2022-11-20: New Stuff I Learned: Grep and Databases

I recently learned a couple of new tricks, and I want to share a practice I engage in that I have gotten some compliments on.

I have worked on a few Java web applications, and instead of searching with the IDE, I use grep in cygwin. Sometimes the term I search for is not just in a Java file, but it is also in a Javascript file that has no line breaks. (Seriously, why do people make files like this?) This makes the results harder to read. One possibility is to pipe the results of the grep to another grep:

grep -riIn someString * | grep -v '.min.js' | grep -v '.js.map'

The disadvantage of this method is you lose the color in the output. I read the man page, and I found there is an exlusion flag: –exclude. Even better, you can use it more than once:

grep -riIn --exclude=*min.js --exclude=*.js.map someString * 

I also found out the -I option can exclude binary files, which were also polluting the output.

The database we use is Oracle. I started using the Explain Plan to analyze some queries. You can significanly reduce the cost of a query by using upper to compare strings. Going from this:

where some_column like 'some string%'

to this:

where upper( some_column ) like upper ( 'some string%' )

reduced the cost of a few queries from 20,000 to 40,000 to between 30 to 40. I thought that using “upper” would take longer, since it has to run that comparison on the whole table, and that using equals would be faster, but using “upper” is faster. I do not know if this also holds true for other databases.
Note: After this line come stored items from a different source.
PR #376, opened 2018-07-23
Update with the current library configuration

dend:
Part of the MSDN migration effort.


rpetrusha:
@dend, this has enormously increased the number of build warnings from 106 to 292. Almost all the new ones are  "<member>'s name and signature are not unique." Is that to be expected?

PR #377, opened 2018-07-24
Remove obsolete information for RSAParameters

kappa7194:
## Summary

The RSAParameters fields are no longer marked as not serializable, the bit saying so should be removed as besides being wrong can lead to security vulnerabilities if one trusts the documentation and serializes the object without checking.

**N.b.** This change applies only to .NET Core ≥ 2.1.0, however I have no idea how to apply it only on that version's documentation.

Fixes dotnet/docs#6637


rpetrusha:
Thanks for contributing to the dotnet/docs repo and for submitting this PR, @kappa7194. And thanks for your review, @bartonjs. We should explicitly call out the version difference. In terms of how to do it, although the API Browser recognizes which API are present in which implementations/versions, a single topic serves all versions. So the best way to identify .NET Core 2.1+ content is to explicitly identify it as: 
\*\*.NET Core 2.1 and later only\*\*: \<text that applies to .NET Core 2.1+>

kappa7194:
I've updated the text as requested.

PR #383, opened 2018-07-25
Nullable<T>: clarified GetValueOrDefault

pkulikov:
> object's default value.

That phrasing is confusing and even might be misleading. Object is of type `Nullable<T>`; its default value is an instance with `HasValue` returning `false`. That's why, I've rephrased "object's default value" to "default value of the underlying type".


pkulikov:
@rpetrusha I've hesitated the same way as you. So, I've removed mention of the binary zeros and added clarification in the remarks with the link to the table of default value of value types.

pkulikov:
Closed by accident.

PR #387, opened 2018-07-26
Cleaned up the WaitCallback article

pkulikov:
I've removed examples because:
- those examples are primarily of the `QueueUserWorkItem` method (by the way, identical snippets are used at the `QueueUserWorkItem` API topic)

On Oracle “upper” seems to be faster than “lower”.

Another thing I want to mention is that I have gotten a few compliments on how I format insert statements. I line the column names up, and I put in comments in the values() part of the statement for the name of each column.

You have probably seen insert statements like this:

insert into us_state( state_id, state_name, capital,largest_city, abbreviation, population, median_age, persons_sq_mile,nickname, area_sq_mile, avg_elevation, north_latitude_deg, north_latitude_min, south_latitude_deg, south_latitude_min, east_longitude_deg, east_longitude_min, west_longitude_deg, west_longitude_min, created_date, created_by, modified_date, modified_by)
values (func_to_get_next_id(), 'Illinois', 'Springfield', 'Chicago', 'IL', 12882135, 39, 231, 'Prairie State', 57915, 600, 42, 30, 36, 58, 87, 30, 91, 31, sysdate(), user_id, sysdate(), user_id);

I have some that are worse than that. Imagine that statement with no spaces after the commas.

Compare that to this:

insert into us_state( 
    state_id,           state_name,         capital,            largest_city,       
    abbreviation,       population,         median_age,         persons_sq_mile,
    nickname,           area_sq_mile,       avg_elevation,      north_latitude_deg, 
    north_latitude_min, south_latitude_deg, south_latitude_min, east_longitude_deg,
    east_longitude_min, west_longitude_deg, west_longitude_min, created_date,       
    created_by,         modified_date,      modified_by 
) values (
    func_to_get_next_id(), -- state_id
    'Illinois',            -- state_name
    'Springfield',         -- capital
    'Chicago',             -- largest_city
    'IL',                  -- abbreviation
    12882135,              -- population
    39,                    -- median_age
    231,                   -- persons_sq_mile
    'Prairie State',       -- nickname
    57915,                 -- area_sq_mile
    600,                   -- avg_elevation,
    42,                    -- north_latitude_deg
    30,                    -- north_latitude_min
    36,                    -- south_latitude_deg
    58,                    -- south_latitude_min
    87,                    -- east_longitude_deg
    30,                    -- east_longitude_min
    91,                    -- west_longitude_deg
    31,                    -- west_longitude_min
    sysdate(),             -- created_date
    user_id,               -- created_by
    sysdate(),             -- modified_date
    user_id                -- modified_by
);

It is a little more typing up front, but it is less thinking later on [1].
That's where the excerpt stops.